In North Carolina’s 1st District, GOP groups largely abandoned their nominee, Sandy Smith, because of her significant personal baggage including multiple accusations of domestic violence. Her Democratic opponent, Don Davis, won by just 4.7 percent in a seat that is trending Republican.

And in Florida’s 23rd District, which attracted no outside spending from either party, Democrat Jared Moskowitz won an unimpressive 4.8 percent victory over his GOP opponent, Joe Budd. Although Joe Biden carried the seat by 13 points in 2020, GOP Gov. Ron DeSantis actually won this district narrowly in 2022.

A Nailbiter
The historical narrowness of the incoming GOP majority becomes clear when comparing this cycle to previous elections over the past decade.

House Republicans won the majority by 6,670 votes, or 0.006 percent of the nationwide popular vote. Had Democrats won an additional 6,671 votes across five districts, they would have maintained their majority.

In 2020, Democrats won 222 seats. But their majority rested on the 34,734-vote combined margin of victory in their five closest victories. Those decisive votes were just 0.023 percent of the 152,576,055 ballots cast nationwide.

Democrats had a stronger performance in 2018, when they won their majority by 105,280 votes (the combined margins of victory in the 18 closest Democratic victories) — 0.093 percent of all votes cast that year.

And Republicans had much stronger years in 2016, winning the majority by 607,838 votes (the combined margins of their closest 24 victories) and in 2014 winning by 466,881 votes (the combined margin of their 30 closest victories).

In 2012, the GOP won their closest 17 races by a smaller but still robust combined margin of 164,014 votes. 

A Return to Balance
In 2020, Democrats suffered unexpected losses in the House, a disappointing result that stung all the more because of the number of bad breaks in close races.

That year, Democrats lost eight of the 10 closest House races by absolute vote margin, including all seven of the closest races.
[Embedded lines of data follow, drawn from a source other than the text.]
PR #1040, opened 2022-05-16
allow dry eval of URL configs

JoranAngevaare:
Allow evaluation of URL configs outside of context.

Sometimes, it's very useful to test the output of url-configs outside of a context. Just to sanity check that we are getting the right values. Until this moment, I always first changed the plugin, than checked that the plugin was giving me the correct value I was asking for. However, apart from the .plugin attributes, the URL config can be used in a broader sense than only for plugins. So I wrote a very small class method to do just that.

I had to scratch my head that it was so simple (of course that's @jmosbacher 's work 🎉) but probably still useful to add for it's nice to have since I'm sure people will also be running into the question _"how do I know I've written some URL config that makes sense?"_

Please see the example also written in the docstring/test:
```python
plugin_url = 'cmt://electron_drift_velocity?run_id=plugin.run_id&version=v3'
self.st.set_config({'test_config': plugin_url})
correct_val = p.test_config

# We can also get it from one of these methods
dry_val1 = straxen.URLConfig.evaluate_dry(
    f'cmt://electron_drift_velocity?run_id={nt_test_run_id}&version=v3')
dry_val2 = straxen.URLConfig.evaluate_dry(
    f'cmt://electron_drift_velocity?version=v3', run_id=nt_test_run_id)

# All methods should yield the same
assert correct_val == dry_val1 == dry_val2
```

### DIFF
--- a/tests/test_url_config.py
+++ b/tests/test_url_config.py
@@ -242,3 +242,28 @@ class TestURLConfig(unittest.TestCase):
         filtered2 = straxen.filter_kwargs(func2, all_kwargs)
         self.assertEqual(filtered2, all_kwargs)
         func2(**filtered2)
+
+    @unittest.skipIf(not straxen.utilix_is_configured(), "No db access, cannot test CMT.")
+    def test_dry_evaluation(self):
+        """
+        Check that running a dry evaluation can be done outside of the
+        context of a URL config and yield the same result.
+        """
+        plugin_url = 'cmt://electron_drift_velocity?run_id=plugin.run_id&version=v3'
+        self.st.set_config({'test_config': plugin_url})
+        p = self.st.get_single_plugin(nt_test_run_id, 'test_data')
+        correct_val = p.test_config
+
+        # We can also get it from one of these methods
+        dry_val1 = straxen.URLConfig.evaluate_dry(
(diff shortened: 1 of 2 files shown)


tests/test_url_config.py
```diff
@@ -242,3 +242,28 @@ def func2(**kwargs):
         filtered2 = straxen.filter_kwargs(func2, all_kwargs)
         self.assertEqual(filtered2, all_kwargs)
         func2(**filtered2)
+
+    @unittest.skipIf(not straxen.utilix_is_configured(), "No db access, cannot test CMT.")
+    def test_dry_evaluation(self):
```
JoranAngevaare, line 247: While not being very general, I think the concrete examples are probably more valuable than writing an extensive unit-test

jmosbacher:
Nice! BTW this was actually addressed in #827 with the `URLConfig.eval` class method. But I am completely fine with adding this stop-gap until we decide what parts of #827 to merge post sr0.

jmosbacher (approved):
Code looks fine to me

JoranAngevaare:
@jmosbacher Thanks, should of course have consulted that PR first.

WenzDaniel (approved):
Nice, thanks a lot certainly useful. So far I also always used the work around via get_single_plugin.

This year, the 10 closest races split more evenly, with Republicans winning six and Democrats winning four. 

Of the 35 races decided by less than 5 points in 2022, Republicans won 19 to Democrats’ 16. And of the 57 races decided by less than 10 points, Republicans won 31 to Democrats’ 26.
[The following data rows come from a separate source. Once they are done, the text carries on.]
PR #1045, opened 2022-05-30
Gps time corrections

ricmperes:
A new data_kind "gps_sync" is created to compute and store the event timestamps in corrected absolute time (GPS-time).

The new data_kind is a single new array "t_gps" to be added to event level data. It gets computed in two steps:
  1. Finds the TTL GPS pulses coming into the AM from the gps module and their pairs in the ASCII file coming from the module for the correspondant run.
  2. Corrects the timestamp of all events by linearly interpolating between the previous and next sync pulses. 
 
`gps_t = st.get_array(run_id, 'gps_sync')`
correction_hist

### _Notes on testing_


straxen/plugins/acqmon_processing.py
```diff
@@ -240,6 +242,160 @@ def compute(self, aqmon_hits, start, end):
...
+        Compute the corrected time given the previous and next sync pulse.
+          * t0: previous pulse (daq or gps)
+          * t1: previous pulse (daq or gps)
+          * t_evt: uncorrected time of event (in DAQ time)
+        Returns a single value, t_evt in gps-time.
+        '''
+        delta_sync_offset = t0_gps-t0_daq
+        delta_t_evt = t_evt - t0_daq
+        
+        return t0_daq + delta_sync_offset + (t1_gps-t0_gps)/(t1_daq-t0_daq)*delta_t_evt
```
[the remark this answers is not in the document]
darrylmasson: Also, does this need to be its own function? I don't see the linear interpolation as "sufficiently complex".

Also, `t1_gps-t0_gps` is always exactly 10 seconds, yes? Why do we calculate it every time?

straxen/plugins/acqmon_processing.py
```diff
@@ -240,6 +242,160 @@ def compute(self, aqmon_hits, start, end):
...
+            run_id = int(run_id)
+
+        query = {"number": run_id}
+
+        doc = rundb.find_one(query, projection={'start': 1, 'end': 1})
+        
+        start_t = doc['start'].replace(tzinfo=datetime.timezone.utc).timestamp()
+        end_t = doc['end'].replace(tzinfo=datetime.timezone.utc).timestamp()
+        
+        query = {"gps_sec": { '$gte': start_t - 1, '$lte': end_t + 1}, 'channel': 0 }
```
darrylmasson, line 287: If, rather than `start-1` and `stop+1` you add/subtract 10 (or even 11), you should be guaranteed* to get the first and last GPS pulses outside the run. I think this might help with L334 and L342.

* At least since the new GPS reader script, this might not be true for the SR0 data.

straxen/plugins/acqmon_processing.py
```diff
@@ -240,6 +242,160 @@ def compute(self, aqmon_hits, start, end):
...
+        l_gps_evt = np.zeros(len(l_daq_evt))
+        
+        #correlate the values of t_daq_evt with the array l_daq_sync
+        l_idx_evt_sync_daq = np.searchsorted(l_daq_sync, l_daq_evt)
+
+        for counter,_t_evt in enumerate(l_daq_evt):
+            index_in_matched_pulses = l_idx_evt_sync_daq[counter]
+            
+            if index_in_matched_pulses == 0: # events before the first pulse
+                _t0_daq = l_daq_sync[0] - 10*1e9
```
darrylmasson, line 333: Are we sure about this exact 10s offset? We know the DAQ clock drifts at 0.2ppm, we should be off by 2us in this interval. (Same for L341)

straxen/plugins/acqmon_processing.py
```diff
@@ -240,6 +242,160 @@ def compute(self, aqmon_hits, start, end):
         result = result[sort]
         return result
 
+@export
+class GPS_sync(strax.Plugin):
+    """
+    Correct the event times to GPS time. 
+      1. Finds the TTL GPS pulses coming into the AM from the gps 
+    module and their pairs in the ASCII file coming from the module
```
darrylmasson, line 250: There are no ASCII files now, correct? Everything's been ported into the database?

straxen/plugins/acqmon_processing.py
```diff
@@ -240,6 +242,160 @@ def compute(self, aqmon_hits, start, end):
...
+    for the correspondant run.
+      2. Corrects the timestamp of all events by linearly interpolating
+    between the previous and next sync pulses. 
+    """
+        
+    __version__ ='0.1.0'
+    depends_on = ('aqmon_hits', 'event_info')
+    provides  = 'gps_sync'
+    data_kind = 'gps_sync'
```
darrylmasson, line 259: Is this actually a new data kind? It seems to me to be an `event`.

darrylmasson (commented):
Overall looks good, a couple of relatively minor questions.

straxen/plugins/acqmon_processing.py
ricmperes: This was actually implemented in an earlier version when reading from files but from the collection I asusmed would not be needed. I'm not against bring it back, it might help recover some runs but will force to check if any pulses need to be cut, using `cut_outside_run` from L291.

straxen/plugins/acqmon_processing.py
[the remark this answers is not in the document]
ricmperes: If there are any missed pulses the difference might be different (~20s) and therefore better to have the function robust on that parameter.

straxen/plugins/acqmon_processing.py
ricmperes: That's right, we do know it's not exactly 10s. This is an approximation to correct the events happening before the first pulse (and the analogous after the last). I could change to use the two next ones and extrapolate and that might be a more reliable and correct way.

straxen/plugins/acqmon_processing.py
```diff
@@ -240,6 +242,160 @@ def compute(self, aqmon_hits, start, end):
...
+          * t1: previous pulse (daq or gps)
+          * t_evt: uncorrected time of event (in DAQ time)
+        Returns a single value, t_evt in gps-time.
+        '''
+        delta_sync_offset = t0_gps-t0_daq
+        delta_t_evt = t_evt - t0_daq
+        
+        return t0_daq + delta_sync_offset + (t1_gps-t0_gps)/(t1_daq-t0_daq)*delta_t_evt
+
+    def compute_time_array(self, l_daq_sync, l_gps_sync, l_daq_evt):
```
jmosbacher, line 323: Did you measure the average time this function takes? is it worth using numba or is it most of the time spent loading the data from the db anyway?

straxen/plugins/acqmon_processing.py
```diff
@@ -240,6 +242,160 @@ def compute(self, aqmon_hits, start, end):
...
+        hits = aqmon_hits
+        evts = event_info
+
+        # Load pulses from aqmon
+        aqmon_array = self.load_aqmon_array(hits)
+        
+        #Load GPS-module pulses
+        gps_array = self.load_gps_array()
+
+        # Make sure first and last pulses match
```
jmosbacher, line 365: dont forget to remove all this commented out code before the PR is merged

straxen/plugins/acqmon_processing.py
```diff
@@ -240,6 +242,160 @@ def compute(self, aqmon_hits, start, end):
...
+
+        rundb = utilix.xent_collection()
+        gps_times = utilix.xent_collection(collection='gps_sync',  database='xenonnt')
+
+        if isinstance(run_id, str):
+            run_id = int(run_id)
+
+        query = {"number": run_id}
+
+        doc = rundb.find_one(query, projection={'start': 1, 'end': 1})
```
jmosbacher, line 282: probably should assert that the doc is not None here (if there is no run that matches the run_id doc will be None)

jmosbacher (commented):
Looks good. I think Darryl already covered all the important stuff in his review so i just added some minor thoughts none of which is crucial.

straxen/plugins/acqmon_processing.py
ricmperes: Yes. I'll update the docstring.

straxen/plugins/acqmon_processing.py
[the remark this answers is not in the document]
darrylmasson: I'm not sure that making `channel` a config is productive. Ch0 is the 0.1Hz signal, it's the only one we store long-term and the only one present in the AM data. If we start changing anything about that it means we made a major change to how the entire GPS subsystem works.

straxen/plugins/acqmon_processing.py
```diff
@@ -610,3 +612,152 @@ def find_offset_nearest(self, array, value):
         array = np.asarray(array)
         idx = (np.abs(array - value)).argmin()
         return value-array[idx]
+
+@export
+class GPS_sync(strax.Plugin):
```
jmosbacher, line 617:
```suggestion
class GpsSync(strax.Plugin):
```

WenzDaniel:
Adding this PR is not straight forward I am afraid. We need it to be based of v1.7.1 instead of 1.8.0...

If anything, that relatively even split should be heartening for both parties and does not signal that one party narrowly escaped catastrophe.

That was the case in 2018, a wave year in which Democrats picked up 40 seats that nonetheless saw Republicans win six of the 10 closest House races, 23 of the 43 races with margins under 5 percent, and 48 of the 88 races with margins under 10 percent. The GOP escaped the possibility of much more severe losses that year — such as in Texas, which was home to three of the GOP’s ten closest wins.

And in 2014, Democrats lost 13 seats overall but won seven of the 10 closest races, 14 of the 22 races decided by 5 points or less, and a whopping 31 of the 45 races decided by 10 points or less. That year, the heavy presence of Democrats on the close race list suggests the party came close to a more substantial wipeout.  

From 2018 through 2022, there has been remarkable consistency in the number of close congressional races. However, there have been significantly more close races in the latter half of the past decade compared to the 2012, 2014, and 2016 cycles. 

The Bottom Line
Biennial congressional elections are national events, but they are ultimately decided at a much more local level. A few thousand votes across a few districts can have massive ramifications for the balance of power in Washington, DC, and even the future of the country.

While most of the closest races were expected to be competitive, there were some surprises. It’s a good reminder that, despite the large and growing amount of resources, attention and energy devoted to the fight for Congress — from candidates, parties, and interested outside players and observers — it’s impossible to predict every outcome in a country as big and varied as ours.

Not only did a “red wave” not materialize for House Republicans, but their new majority rests on the narrowest victory in over a decade, setting up the fight for the House as the marquee congressional battle of 2024.